Data entries
= = =

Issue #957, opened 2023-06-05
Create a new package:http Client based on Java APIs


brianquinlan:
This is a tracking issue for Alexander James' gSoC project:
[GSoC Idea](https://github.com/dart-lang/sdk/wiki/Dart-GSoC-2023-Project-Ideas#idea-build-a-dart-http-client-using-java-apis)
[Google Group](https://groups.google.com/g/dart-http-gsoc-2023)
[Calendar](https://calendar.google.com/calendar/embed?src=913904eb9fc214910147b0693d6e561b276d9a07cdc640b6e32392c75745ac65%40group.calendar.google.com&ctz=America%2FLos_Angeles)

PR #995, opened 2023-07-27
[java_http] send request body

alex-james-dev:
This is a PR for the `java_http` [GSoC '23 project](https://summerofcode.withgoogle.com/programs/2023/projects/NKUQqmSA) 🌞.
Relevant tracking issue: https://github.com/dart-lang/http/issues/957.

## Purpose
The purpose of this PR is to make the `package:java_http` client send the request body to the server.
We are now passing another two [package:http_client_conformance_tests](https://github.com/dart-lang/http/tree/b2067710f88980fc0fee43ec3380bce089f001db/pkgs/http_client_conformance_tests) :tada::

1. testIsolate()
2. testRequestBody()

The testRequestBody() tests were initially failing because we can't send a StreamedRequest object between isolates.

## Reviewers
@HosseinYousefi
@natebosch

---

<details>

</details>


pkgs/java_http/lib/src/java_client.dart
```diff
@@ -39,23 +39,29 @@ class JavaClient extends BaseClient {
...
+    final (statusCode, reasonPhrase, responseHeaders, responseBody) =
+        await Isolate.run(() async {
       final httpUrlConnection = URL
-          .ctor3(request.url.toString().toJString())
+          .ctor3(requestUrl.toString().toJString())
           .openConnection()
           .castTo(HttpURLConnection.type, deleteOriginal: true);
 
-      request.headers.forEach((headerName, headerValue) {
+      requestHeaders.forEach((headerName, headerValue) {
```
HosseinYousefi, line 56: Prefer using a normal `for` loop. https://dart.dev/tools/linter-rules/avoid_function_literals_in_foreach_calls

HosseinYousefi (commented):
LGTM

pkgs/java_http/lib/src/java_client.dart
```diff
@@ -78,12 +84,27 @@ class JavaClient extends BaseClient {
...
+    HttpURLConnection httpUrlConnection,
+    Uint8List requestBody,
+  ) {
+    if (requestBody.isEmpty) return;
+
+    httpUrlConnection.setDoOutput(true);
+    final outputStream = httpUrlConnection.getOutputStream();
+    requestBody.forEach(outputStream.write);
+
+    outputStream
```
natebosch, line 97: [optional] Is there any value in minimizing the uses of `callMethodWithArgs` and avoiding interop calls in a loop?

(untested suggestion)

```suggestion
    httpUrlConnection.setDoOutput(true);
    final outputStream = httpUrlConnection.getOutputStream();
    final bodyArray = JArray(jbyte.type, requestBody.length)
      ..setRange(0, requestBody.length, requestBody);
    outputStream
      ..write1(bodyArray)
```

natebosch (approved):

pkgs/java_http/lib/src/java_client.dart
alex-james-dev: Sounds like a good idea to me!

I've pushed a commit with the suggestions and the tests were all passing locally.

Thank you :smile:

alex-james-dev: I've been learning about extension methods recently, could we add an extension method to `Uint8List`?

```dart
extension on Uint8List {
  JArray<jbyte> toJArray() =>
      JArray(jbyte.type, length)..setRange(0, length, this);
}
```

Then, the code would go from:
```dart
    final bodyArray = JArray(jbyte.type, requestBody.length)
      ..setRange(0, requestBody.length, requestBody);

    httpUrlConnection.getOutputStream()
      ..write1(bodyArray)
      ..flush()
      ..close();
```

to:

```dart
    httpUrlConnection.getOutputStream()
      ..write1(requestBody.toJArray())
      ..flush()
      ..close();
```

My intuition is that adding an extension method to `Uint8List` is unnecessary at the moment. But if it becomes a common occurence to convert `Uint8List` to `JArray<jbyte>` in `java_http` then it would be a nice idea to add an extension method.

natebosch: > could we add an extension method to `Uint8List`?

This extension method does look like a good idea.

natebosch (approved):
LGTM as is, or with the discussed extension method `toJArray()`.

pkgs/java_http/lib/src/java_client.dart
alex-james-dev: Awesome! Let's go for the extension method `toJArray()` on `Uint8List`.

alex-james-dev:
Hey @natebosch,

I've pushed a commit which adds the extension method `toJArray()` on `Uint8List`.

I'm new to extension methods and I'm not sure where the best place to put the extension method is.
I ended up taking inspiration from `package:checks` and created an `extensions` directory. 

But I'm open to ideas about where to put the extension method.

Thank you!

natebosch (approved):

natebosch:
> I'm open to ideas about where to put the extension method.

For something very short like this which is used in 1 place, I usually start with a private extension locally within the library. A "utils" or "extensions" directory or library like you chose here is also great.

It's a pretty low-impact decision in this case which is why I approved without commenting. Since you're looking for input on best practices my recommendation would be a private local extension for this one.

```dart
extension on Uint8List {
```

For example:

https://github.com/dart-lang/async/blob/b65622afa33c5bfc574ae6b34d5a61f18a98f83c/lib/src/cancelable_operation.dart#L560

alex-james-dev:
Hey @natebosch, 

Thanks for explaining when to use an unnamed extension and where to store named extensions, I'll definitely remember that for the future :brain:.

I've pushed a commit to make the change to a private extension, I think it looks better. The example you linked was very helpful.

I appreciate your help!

= = =

__EXERCISE REQUIREMENTS__
If a line of the data contains "BaseClient", copy it out.

__OUTPUT FOR THIS TASK__
@@ -39,23 +39,29 @@ class JavaClient extends BaseClient {
@@ -78,12 +84,27 @@ class JavaClient extends BaseClient {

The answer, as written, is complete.